I confronted K last night. I told her that what they had done behind my back was not just a betrayal to me, that it was a betrayal of our friendship. I told her that I still love her as my friend but I don't trust her as far as I can throw her right now. I told her that I am willing to forgive but she has to work on getting my trust back, and that there isn't any specific thing she can do to fix it. I told her that if she truly wants a to be in a poly relationship with Abe and I that she has to talk to me as much as she talks to Abe about how she feels. That if it is a relationship with both of us she wants then it has to be both of us, not just one, that she communicates to. I told her there are no 3rd chances, this is her second and last chance. I told her that if she truly wants a poly relationship with us, that she is also going to have to tell the other two men she's dating that she is dating us. Told her that once that once that bridge is crossed that her lying to them does affect us, and that if she continued to lie to them, that I could never trust her to not lie to us. I told her that Abe had asked that I not bring any of this up and not confront her for her role in this because he didn't want her feelings hurt, and said that that was unacceptable. That I refused to be the only one who's feelings were allowed to get hurt, and that I didn't do anything wrong in this, so I refuse to feel bad about hurting her feelings. I told her that I expected more out of her than I honestly did Abe. Abe has always been clear that he's not mono and that he never could be, and while yes he broke our rules in not talking to me about it first, I knew it would happen someday. But that I expected her to have the control to say "No, we have to talk to Thunderzag about this first" and she didn't. I told her that right now, no, I really don't trust them alone together. I told her I am a forgiving person and that I suspect it won't take long before I start trusting her again but that I really can't give her an exact timeline. I told her that condom rule we have will remain in place until she has stopping seeing one of the guys she's dating and has been tested and that other forms of birth control have been put into place. Abe and I have been trying for a baby for 4 years now, and have had one miscarriage 3 years ago, so no I'm not ready for her to get pregnant by him, especially while I'm still hurt and angry.
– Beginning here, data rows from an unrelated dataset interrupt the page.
PR #4673, opened 2026-06-05
[LOOM-2442] React 19 Migration: Part 2 - Migrate class-component defaultProps (re-targeted)

Sybsw:
## Description

Step 2 of the React 19 migration. PR #4455 set up the toolchain and migrated function-component `defaultProps` via codemod; this PR finishes the manual migration of class-component `static defaultProps`, which the codemod can't safely transform automatically (class semantics differ — defaults need to be threaded through `this.props` destructures and method signatures, not a parameter default).

React 19 removes `defaultProps` support for function components and (per the React 18.3 deprecation) discourages it for classes. Without this PR, every remaining class component that relies on `static defaultProps` will start receiving `undefined` for unspecified optional props on R19, breaking render logic, event handlers, and lifecycle methods.

## Approach

Each class is migrated by:
1. Removing the `static defaultProps = { ... }` block.
2. Marking the corresponding props optional in the TS interface (or Flow type for `.js` files).
3. Destructuring with defaults at every read site — `render`, lifecycle methods, and any other method that reads from `this.props`.
4. Where a default is referenced in multiple methods, hoisting it to a module-level `const` so the value isn't duplicated.

Commits are grouped by migration shape (render-only vs. multi-method vs. twin components) so reviewers can verify the pattern once per group rather than re-deriving it for every file.

## Changes (31 files across 6 commits)

1. **BpkCalendar / BpkDatepicker** (6 files) — extracted `DEFAULT_MARK_TODAY` / `DEFAULT_MAX_DATE` / `DEFAULT_MIN_DATE` to module-level constants in `BpkCalendarContainer`, migrated `BpkCalendarWeek`, `BpkDatepicker`, and dropped now-redundant `defaultProps` spreads in the Calendar story and `BpkCalendarWeek-test`. `BpkDatepicker` also rewires its `inputComponent` default to a function reference rather than a JSX literal so the type narrows correctly.
2. **Render-only batch** (8 files) — classes whose only `this.props` consumer is `render()`. Mechanical destructure-with-defaults: `withAccordionItemState`, `BpkCalendarDate`, `BpkCalendarGridHeader`, `withLazyLoading`, `BpkInput`, `BpkInputField`, `BpkSplitInput`, `withInteractiveStarRatingState`.
3. **Twin-pair** (4 files) — `bpk-component-banner-alert` and `bpk-component-info-banner` ship structurally identical `AnimateAndFade.tsx` + `withBannerAlertState.tsx`. Migrated symmetrically so the two stay in lock-step.
4. **Multi-method batch** (11 files) — classes that read `this.props` in `render` plus one or more lifecycle methods (`componentDidMount`, `componentDidUpdate`, `componentWillUnmount`) or instance handlers. Each default hoisted once to module scope and re-used across all consumers: `BpkBarchart`, `BpkCalendarGrid`, `BpkCalendarGridTransition`, `BpkGridToggle`, `BpkBackgroundImage`, `BpkImage`, `withInfiniteScroll`, `withOpenEvents`, `BpkMobileScrollContainer`, `BpkProgress`, `withScrim`.
5. **BpkPortal** (1 file) — largest single migration; defaults referenced in `render`, `componentDidMount`, `componentDidUpdate`, `componentWillUnmount`, and three private handlers. Kept in its own commit because the diff dwarfs anything else.
6. **BpkCollapsible test** (1 file) — wrap an `aria-expanded` assertion in `waitFor` for React 19's revised state-batching timing. Not a `defaultProps` change, but it surfaced when running the suite under R19 during this work and belongs with the migration.

## Notable callouts

- **BpkProgress bug fix**: previously had `static defaultProps = { onComplete: () => null }`, and `componentDidUpdate` truthy-checked `onComplete` before calling `onCompleteTransitionEnd`. The truthy check could never fail because the default itself was truthy — meaning the guard was dead code and the prop's contract was unclear. Restructured to call the destructure-defaulted `onComplete` unconditionally; behaviour is unchanged but the intent is now expressed in the type.
- **BpkCalendarGrid cycle**: can't import `DEFAULT_MAX_DATE` / `DEFAULT_MIN_DATE` from `BpkCalendarContainer` (would create a cycle — `BpkCalendarContainer` already depends on `BpkCalendarGrid`). Defined a local copy at module scope. The two constants are kept identical by convention; if either side changes, both must update.

## Deferred to follow-up PRs

Picking up from PR #4455's deferred list, this PR resolves item 1. Still outstanding:

- **13 `.js` story / HOC files with leftover `.defaultProps`** — these are non-class instances (function components and stories) that the codemod missed, mostly because they assign `.defaultProps` externally rather than inline. Mechanical, but separate from the class migration.
- **Full `.js` (Flow) prop-types removal** — Flow files still carry runtime `prop-types` declarations alongside their Flow types. Removing them is gated on the Flow → TS conversion progressing.
- **`@types/react@19` bump** — currently pinned to `19.0.14` against `@types/react-dom@19.0.6` for the React19 CI overlay. Bumping the workspace `@types/react` unlocks the two `types-react-codemod` preset-19 sub-transforms that were filtered out in PR #4455 (they only typecheck against `@types/react@19`).
- **Flip `Build / React19` to required** — currently `continue-on-error: true` in `.github/workflows/_build.yml:115`. Once green on this PR, a one-line follow-up flips it. Tracked as the "What's next" below.
- **Move codemod to `web-migration-scripts/migrations/2026-05-react-19/`** — the custom jscodeshift transform from PR #4455 currently lives in `scripts/react-19/`. Move is a chore, blocked on nothing, but unrelated to the migration itself.

## What's next

Once the `Build / React19` CI job is green on this PR, a follow-up commit flips `continue-on-error: true` to required in `.github/workflows/_build.yml` per `REACT_19_MIGRATION.md` step 12.

## Stacks onto

#4455 (`LOOM-2442` base PR)

- [ ] Component `README.md`
- [ ] Tests
- [ ] Accessibility tests


packages/backpack-web/src/bpk-component-accordion/src/withAccordionItemState.tsx
gc-skyscanner, line 65: Do we need to assign the default values for `expanded, initiallyExpanded` here?

packages/backpack-web/src/bpk-component-banner-alert/src/withBannerAlertState.tsx
gc-skyscanner, line 119: do we need to assign the default value for `show`?

packages/backpack-web/src/bpk-component-grid-toggle/src/BpkGridToggle.js
gc-skyscanner: should we remove this?

packages/backpack-web/src/bpk-component-calendar/src/BpkCalendarContainer.tsx
```diff
@@ -373,16 +382,20 @@ const withCalendarState = <P extends object>(Calendar: ComponentType<P>) => {
...
-        maxDate,
-        minDate,
+        fixedWidth = true,
+        initiallyFocusedDate = null,
+        markOutsideDays = true,
+        markToday = DEFAULT_MARK_TODAY,
+        maxDate = DEFAULT_MAX_DATE,
+        minDate = DEFAULT_MIN_DATE,
         onDateSelect,
         onMonthChange,
```
gc-skyscanner: Maybe?
```suggestion
        onMonthChange = null
```

packages/backpack-web/src/bpk-component-calendar/src/BpkCalendarContainer.tsx
gc-skyscanner, line 232: To be honest, I am a bit concerned about if we could get the right "default value of `selectionConfiguration`" here after changing when `selectionConfiguration` is not set since we will use `selectionConfiguration` inside  `focusedDateHasChanged` directly 
https://github.com/Skyscanner/backpack/blob/af158e7559b6f241e0e131697ffccdc1f168679b/packages/backpack-web/src/bpk-component-calendar/src/BpkCalendarContainer.tsx#L112-L113

packages/backpack-web/src/bpk-component-calendar/src/BpkCalendarDate.tsx
```diff
@@ -187,6 +174,7 @@ class BpkCalendarDate extends PureComponent<Props> {
 
     delete buttonProps.preventKeyboardFocus;
     delete buttonProps.isoLabel;
+    delete buttonProps.isToday;
```
gc-skyscanner, line 177: Could I ask why do we delete this prop in this PR?

packages/backpack-web/src/bpk-component-calendar/src/BpkCalendarWeek.tsx
gc-skyscanner, line 287: Same concern here
https://github.com/Skyscanner/backpack/pull/4673/changes#r3386072854

gc-skyscanner, line 188: could you help check if we will have runtime error when 
the original default props are set here? 
Same concern with
https://github.com/Skyscanner/backpack/pull/4673/changes#r3386072854

gc-skyscanner, line 216: could you help check if we will have runtime error when 
the original default props are set here? 
Same concern with
https://github.com/Skyscanner/backpack/pull/4673/changes#r3386072854

packages/backpack-web/src/bpk-component-datepicker/src/BpkDatepicker.tsx
gc-skyscanner: Do we need to set the default value here?

gc-skyscanner: Same with `prevProps.isOpen` do we need to set the default value for it?

packages/backpack-web/src/bpk-component-image/src/BpkImage.tsx
gc-skyscanner: Seems we should also set the default value for suppressHydrationWarning?

packages/backpack-web/src/bpk-component-info-banner/src/withBannerAlertState.tsx
gc-skyscanner, line 119: may be we should set the default value for `show`?

packages/backpack-web/src/bpk-component-input/src/BpkInput.tsx
```diff
@@ -22,7 +22,7 @@ import { withButtonAlignment } from '../../bpk-component-icon';
 import ClearIcon from '../../bpk-component-icon/sm/close-circle';
 import { cssModules, getDataComponentAttribute } from '../../bpk-react-utils';
 
-import { CLEAR_BUTTON_MODES, defaultProps } from './common-types';
```
gc-skyscanner, line 25: could we remove the defaultProps in `common-types`?

packages/backpack-web/src/bpk-component-input/src/withOpenEvents.tsx
```diff
@@ -150,7 +138,7 @@ const withOpenEvents = <P extends object>(WithOpenEventsInputComponent: Componen
     render(): ReactElement<any> {
       const {
         className,
-        hasTouchSupport,
+        hasTouchSupport = HAS_TOUCH_SUPPORT,
         isOpen,
```
gc-skyscanner, line 142: do we need to set the default value for `isOpen`?

packages/backpack-web/src/bpk-component-accordion/src/withAccordionItemState.tsx
Sybsw: No, neither default matters at this destructure site.

- `expanded` and `initiallyExpanded` are pulled out of `this.props` only to **strip them from `...rest`** before forwarding to `ComposedComponent`. Their values aren't read here; the wrapped component receives `expanded={this.state.expanded}` (managed state) instead.
- The previously-defaulted `initiallyExpanded` is read in the constructor (`const { initiallyExpanded = false } = props`), where the default is applied. The previously-defaulted `expanded` was an inert default — never read in `render`, never seeded into state — so dropping that default is intentional.
- The third old default (`onClick: null`) is also unused: the HOC's own `onClick` always overrides it on the wrapped element.

packages/backpack-web/src/bpk-component-banner-alert/src/withBannerAlertState.tsx
Sybsw: No, `show` is destructured here only to strip it from `...rest` before forwarding to `WrappedComponent`. The wrapped component is passed `show={this.state.show}` (managed state, seeded to `true` in the constructor), so the prop default is irrelevant for rendering.

The pre-migration `static defaultProps = { show: true }` was equally inert — `show` was never read in render, only state was — so the behaviour is unchanged.

packages/backpack-web/src/bpk-component-calendar/src/BpkCalendarContainer.tsx
Sybsw: Good catch — done in `0dea87351`. Defaulted both `onMonthChange` and `onDateSelect` to `null` in the render destructure, matching the pattern already used in `handleDateFocus` / `handleDateSelect` and the prior `static defaultProps` semantics.

packages/backpack-web/src/bpk-component-calendar/src/BpkCalendarContainer.tsx
Sybsw: Good catch, fixed in `0dea87351`.

You're right: `focusedDateHasChanged` reads `prevProps.selectionConfiguration!` / `currentProps.selectionConfiguration!` directly, so it doesn't see the destructure default applied in `componentDidUpdate`. With `static defaultProps` gone, an unset `selectionConfiguration` would crash on `.type` read.

Replaced both `!` assertions with `?? DEFAULT_SELECTION_CONFIGURATION` so the function is safe regardless of what the caller passes. Behaviour is identical to the pre-migration default.

packages/backpack-web/src/bpk-component-calendar/src/BpkCalendarDate.tsx
Sybsw: Filtering `isToday` out of `...buttonProps` before spreading onto the native `<button>` — without this, React would warn about an unknown `istoday` DOM attribute.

She told me she completely understood. She apologized for betraying me, admitted that she has gone most of her life just doing and not thinking and that she had been lucky that it had never had adverse consequences. She said that she does truly value our friendship and that would rather us all just stay friends and cut any sexual or committed relationship ties with Abe than risk her friendship with me.
I still don't trust her, so I'll see how it goes. At least she did admit and apologize. Finally.